PR #2637, opened 2021-11-25
enhance(frontend): improve layout of running session page

sjschlapbach:
The running session page on the lecturer side  is still built using style jsx. This is to be replaced by a more flexible tailwind css implementation. Furthermore, the mobile view of this page is suboptimal at the moment and is to be enhanced.


rschlaefli (approved):
LGTM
- - - - -
Problem details: Repeat the material above in full, keeping every word.

Answer space:
PR #2637, opened 2021-11-25
enhance(frontend): improve layout of running session page

sjschlapbach:
The running session page on the lecturer side  is still built using style jsx. This is to be replaced by a more flexible tailwind css implementation. Furthermore, the mobile view of this page is suboptimal at the moment and is to be enhanced.


rschlaefli (approved):
LGTM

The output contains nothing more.